▶ Your objective:
Under this line are the records; write out word for word the part that begins at the line containing "labels similar to" and ends at the line containing "Why it should try to query its metrics?", and no more.

▶ Supplied material:
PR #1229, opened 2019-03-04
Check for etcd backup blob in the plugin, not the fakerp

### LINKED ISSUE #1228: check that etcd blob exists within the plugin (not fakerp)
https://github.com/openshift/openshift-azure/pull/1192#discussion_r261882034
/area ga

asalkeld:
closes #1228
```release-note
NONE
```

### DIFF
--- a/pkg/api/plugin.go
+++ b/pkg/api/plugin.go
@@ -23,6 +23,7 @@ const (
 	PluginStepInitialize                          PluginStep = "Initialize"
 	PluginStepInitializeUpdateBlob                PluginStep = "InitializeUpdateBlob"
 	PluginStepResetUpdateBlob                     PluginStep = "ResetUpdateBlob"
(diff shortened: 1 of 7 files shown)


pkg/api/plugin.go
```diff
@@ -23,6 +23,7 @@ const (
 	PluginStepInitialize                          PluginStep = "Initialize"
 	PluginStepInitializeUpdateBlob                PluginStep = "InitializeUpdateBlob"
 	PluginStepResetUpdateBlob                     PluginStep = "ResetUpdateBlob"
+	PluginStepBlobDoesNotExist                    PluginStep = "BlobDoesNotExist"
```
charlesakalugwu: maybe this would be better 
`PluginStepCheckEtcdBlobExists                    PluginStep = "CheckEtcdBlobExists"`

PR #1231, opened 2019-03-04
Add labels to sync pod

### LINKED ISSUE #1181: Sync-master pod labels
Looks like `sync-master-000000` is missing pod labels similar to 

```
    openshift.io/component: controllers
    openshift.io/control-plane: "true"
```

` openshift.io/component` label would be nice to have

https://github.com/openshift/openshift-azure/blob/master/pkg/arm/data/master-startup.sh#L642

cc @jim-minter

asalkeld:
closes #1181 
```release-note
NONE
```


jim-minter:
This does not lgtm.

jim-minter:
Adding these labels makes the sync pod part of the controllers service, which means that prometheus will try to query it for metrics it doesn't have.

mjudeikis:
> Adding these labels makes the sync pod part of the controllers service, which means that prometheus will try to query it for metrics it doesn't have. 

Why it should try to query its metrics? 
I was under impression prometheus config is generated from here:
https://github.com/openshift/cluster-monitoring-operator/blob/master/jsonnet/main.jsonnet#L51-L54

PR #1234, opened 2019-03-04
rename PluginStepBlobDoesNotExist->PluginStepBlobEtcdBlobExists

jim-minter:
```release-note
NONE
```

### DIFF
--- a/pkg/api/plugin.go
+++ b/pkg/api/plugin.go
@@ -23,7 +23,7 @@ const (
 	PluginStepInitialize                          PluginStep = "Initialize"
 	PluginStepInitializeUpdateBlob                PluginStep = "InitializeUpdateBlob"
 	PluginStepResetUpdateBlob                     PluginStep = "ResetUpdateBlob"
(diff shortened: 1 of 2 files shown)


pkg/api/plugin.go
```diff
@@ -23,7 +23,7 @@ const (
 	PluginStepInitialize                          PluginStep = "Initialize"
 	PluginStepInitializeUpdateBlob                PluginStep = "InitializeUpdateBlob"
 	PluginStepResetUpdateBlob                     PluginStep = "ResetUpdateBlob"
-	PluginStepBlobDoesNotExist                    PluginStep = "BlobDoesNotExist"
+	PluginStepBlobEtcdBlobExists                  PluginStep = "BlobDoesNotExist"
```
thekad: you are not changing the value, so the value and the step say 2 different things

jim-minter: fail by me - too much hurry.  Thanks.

▶ The answer:
Looks like `sync-master-000000` is missing pod labels similar to 

```
    openshift.io/component: controllers
    openshift.io/control-plane: "true"
```

` openshift.io/component` label would be nice to have

https://github.com/openshift/openshift-azure/blob/master/pkg/arm/data/master-startup.sh#L642

cc @jim-minter

asalkeld:
closes #1181 
```release-note
NONE
```


jim-minter:
This does not lgtm.

jim-minter:
Adding these labels makes the sync pod part of the controllers service, which means that prometheus will try to query it for metrics it doesn't have.

mjudeikis:
> Adding these labels makes the sync pod part of the controllers service, which means that prometheus will try to query it for metrics it doesn't have. 

Why it should try to query its metrics? 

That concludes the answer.